Records provided Block Start

PR #6157, opened 2026-07-30
#6148: copy the document before the shift writes into it

### LINKED ISSUE #6148: `StXnav.apply` incorrectly mutates input DOM instead of working on a copy
## What happens

`StXnav.apply` mutates the DOM it is given, instead of working on a copy:

```java
public XML apply(final int position, final XML xml) {
    final Node dom = xml.inner();
    new Xnav(dom).path(this.xpath).forEach(this.fun);
    return new XMLDocument(dom);
}
```

`xml.inner()` hands back the caller's own node, `forEach(this.fun)` writes into it, and the returned `XMLDocument` wraps that same node. So the caller's `XML` changes under it.

`Xmir.toEO()` runs shifts built on `StXnav` (through `StUnhex`), which makes a method that looks like it only reads rewrite its input. `Xmir` declares `implements XML`, so it presents itself as a decorator of the XML it was given.

Reproduced with:

```java
final XML xml = new EoSyntax(new InputOf("# Sample.\n\n[] > app\n  \"hi\" > @\n")).parsed();
final String before = xml.toString();
new Xmir(xml).toEO();
// xml.toString() now differs from before
```

Before:

```xml
<o base="Φ.string" line="4" loc="Φ.app.φ" name="φ" pos="2">
   <o as="α0" base="Φ.bytes" line="4" loc="Φ.app.φ.α0" pos="2">
      <o as="α0" line="4" loc="Φ.app.φ.α0.α0" pos="2">68-69</o>
   </o>
</o>
```

After:

```xml
<o base="Φ.string" line="4" loc="Φ.app.φ" name="φ" pos="2">"hi"</o>
```

The bytes payload is gone from the caller's document.

Two things worth stating plainly, so the severity is not overstated. The result is still schema valid, checked with `StrictXML` against `eo-parser/src/main/resources/XMIR.xsd` both before and after. And every caller of `toEO()` in this repo today (`MjPrint:125`, `MjFormat:159` and `:165`, `StEoLogged:65`) parses fresh and drops the XML right after, so nothing is broken right now. This is about the contract, not a current failure.

## What should happen

`StXnav.apply` works on a copy, so the input `XML` is left as it was and only the returned one carries the change. A shift that rewrites its input makes any caller that keeps using the XML read something it never produced, and there is nothing in the signature to warn about it.

morphqdd:
Closes #6148

`apply` took `xml.inner()` and let the function write straight into it, so the caller's document changed under it. It now clones first, and only the returned document carries the change.

Two tests: one that the given `XML` is byte-for-byte the same afterwards, which fails on master, and one that the returned one does carry what the function did, so the copy is not just thrown away.

Checked the users of this shift as well: `StHex` in the parser and `StUnhex` in the printer both still pass, 1616 tests in eo-parser and 319 in eo-printer.

### DIFF
--- a/eo-parser/src/main/java/org/eolang/parser/StXnav.java
+++ b/eo-parser/src/main/java/org/eolang/parser/StXnav.java
@@ -61,7 +61,7 @@ public final class StXnav implements Shift {
 
     @Override
     public XML apply(final int position, final XML xml) {
-        final Node dom = xml.inner();
+        final Node dom = xml.inner().cloneNode(true);
         new Xnav(dom).path(this.xpath).forEach(this.fun);
         return new XMLDocument(dom);
     }
--- a/eo-parser/src/test/java/org/eolang/parser/StXnavTest.java
+++ b/eo-parser/src/test/java/org/eolang/parser/StXnavTest.java
@@ -1,0 +1,43 @@
+/*
+ * SPDX-FileCopyrightText: Copyright (c) 2016-2026 Objectionary.com
+ * SPDX-License-Identifier: MIT
+ */
+package org.eolang.parser;
+
+import com.jcabi.matchers.XhtmlMatchers;
+import com.jcabi.xml.XML;
+import com.jcabi.xml.XMLDocument;
+import org.hamcrest.MatcherAssert;
+import org.hamcrest.Matchers;
+import org.junit.jupiter.api.Test;
+
+/**
+ * Test case for {@link StXnav}.
+ * @since 0.53.0
+ */
+final class StXnavTest {
+
+    @Test
+    void leavesTheGivenXmlAlone() {
+        final XML before = new XMLDocument("<p><o base='a'>text</o></p>");
+        final String snapshot = before.toString();
+        new StXnav("/p/o", node -> node.node().setTextContent("changed")).apply(0, before);
+        MatcherAssert.assertThat(
+            "the shift must not touch the document it was given, only the one it returns",
+            before.toString(),
+            Matchers.equalTo(snapshot)
+        );
+    }
+
+    @Test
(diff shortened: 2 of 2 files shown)


Thayorns (approved):
This makes StXnav.apply clone the incoming DOM before Xnav writes into it, so the shift no longer rewrites the document its caller still holds. The fix is the right one at the right level: inner() hands back the live node in jcabi-xml 0.37.1, and cloneNode(true) on a Document is what jcabi's own deepCopy does for that case, so the returned XMLDocument is the only one carrying the change. Both callers, StHex and StUnhex, consume the returned document rather than relying on in-place mutation, and Xmir's train runs StUnhex ahead of XSL shifts that build fresh documents, so the path the issue reproduced on is closed. The two tests split the behavior cleanly, one pinning that the input survives and one pinning that the copy is not discarded, and the first genuinely fails on master since XMLDocument.toString re-renders the node on every call. Nothing here needs changing. Worth knowing that the coverage sits at the shift rather than at Xmir.toEO where the issue reproduced, which is a fair place to leave it given the cause is in the shift.

0crat:
@thayorns Thanks for the review! You've earned +4 points for this: +12 as a basis; -8 for absolutely no comments posted.  Your running score is [+373](https://www.eolang.org/zerocracy/objectionary-vitals.html); don't forget to check your [Zerocracy account](https://www.zerocracy.com/) too).

0crat:
@morphqdd Thanks for the contribution! You've earned +16 points. Please, [keep](https://www.yegor256.com/2018/03/06/speed-vs-quality.html) them coming. Your running score is [+2904](https://www.eolang.org/zerocracy/objectionary-vitals.html); don't forget to check your [Zerocracy account](https://www.zerocracy.com/) too).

Records provided Block End

- **Task objective**: From the data above, output exactly the lines between the one containing "## What happens" and the one containing "The bytes payload", counting both of them.

- **Response to the exercise**:
## What happens

`StXnav.apply` mutates the DOM it is given, instead of working on a copy:

```java
public XML apply(final int position, final XML xml) {
    final Node dom = xml.inner();
    new Xnav(dom).path(this.xpath).forEach(this.fun);
    return new XMLDocument(dom);
}
```

`xml.inner()` hands back the caller's own node, `forEach(this.fun)` writes into it, and the returned `XMLDocument` wraps that same node. So the caller's `XML` changes under it.

`Xmir.toEO()` runs shifts built on `StXnav` (through `StUnhex`), which makes a method that looks like it only reads rewrite its input. `Xmir` declares `implements XML`, so it presents itself as a decorator of the XML it was given.

Reproduced with:

```java
final XML xml = new EoSyntax(new InputOf("# Sample.\n\n[] > app\n  \"hi\" > @\n")).parsed();
final String before = xml.toString();
new Xmir(xml).toEO();
// xml.toString() now differs from before
```

Before:

```xml
<o base="Φ.string" line="4" loc="Φ.app.φ" name="φ" pos="2">
   <o as="α0" base="Φ.bytes" line="4" loc="Φ.app.φ.α0" pos="2">
      <o as="α0" line="4" loc="Φ.app.φ.α0.α0" pos="2">68-69</o>
   </o>
</o>
```

After:

```xml
<o base="Φ.string" line="4" loc="Φ.app.φ" name="φ" pos="2">"hi"</o>
```

The bytes payload is gone from the caller's document.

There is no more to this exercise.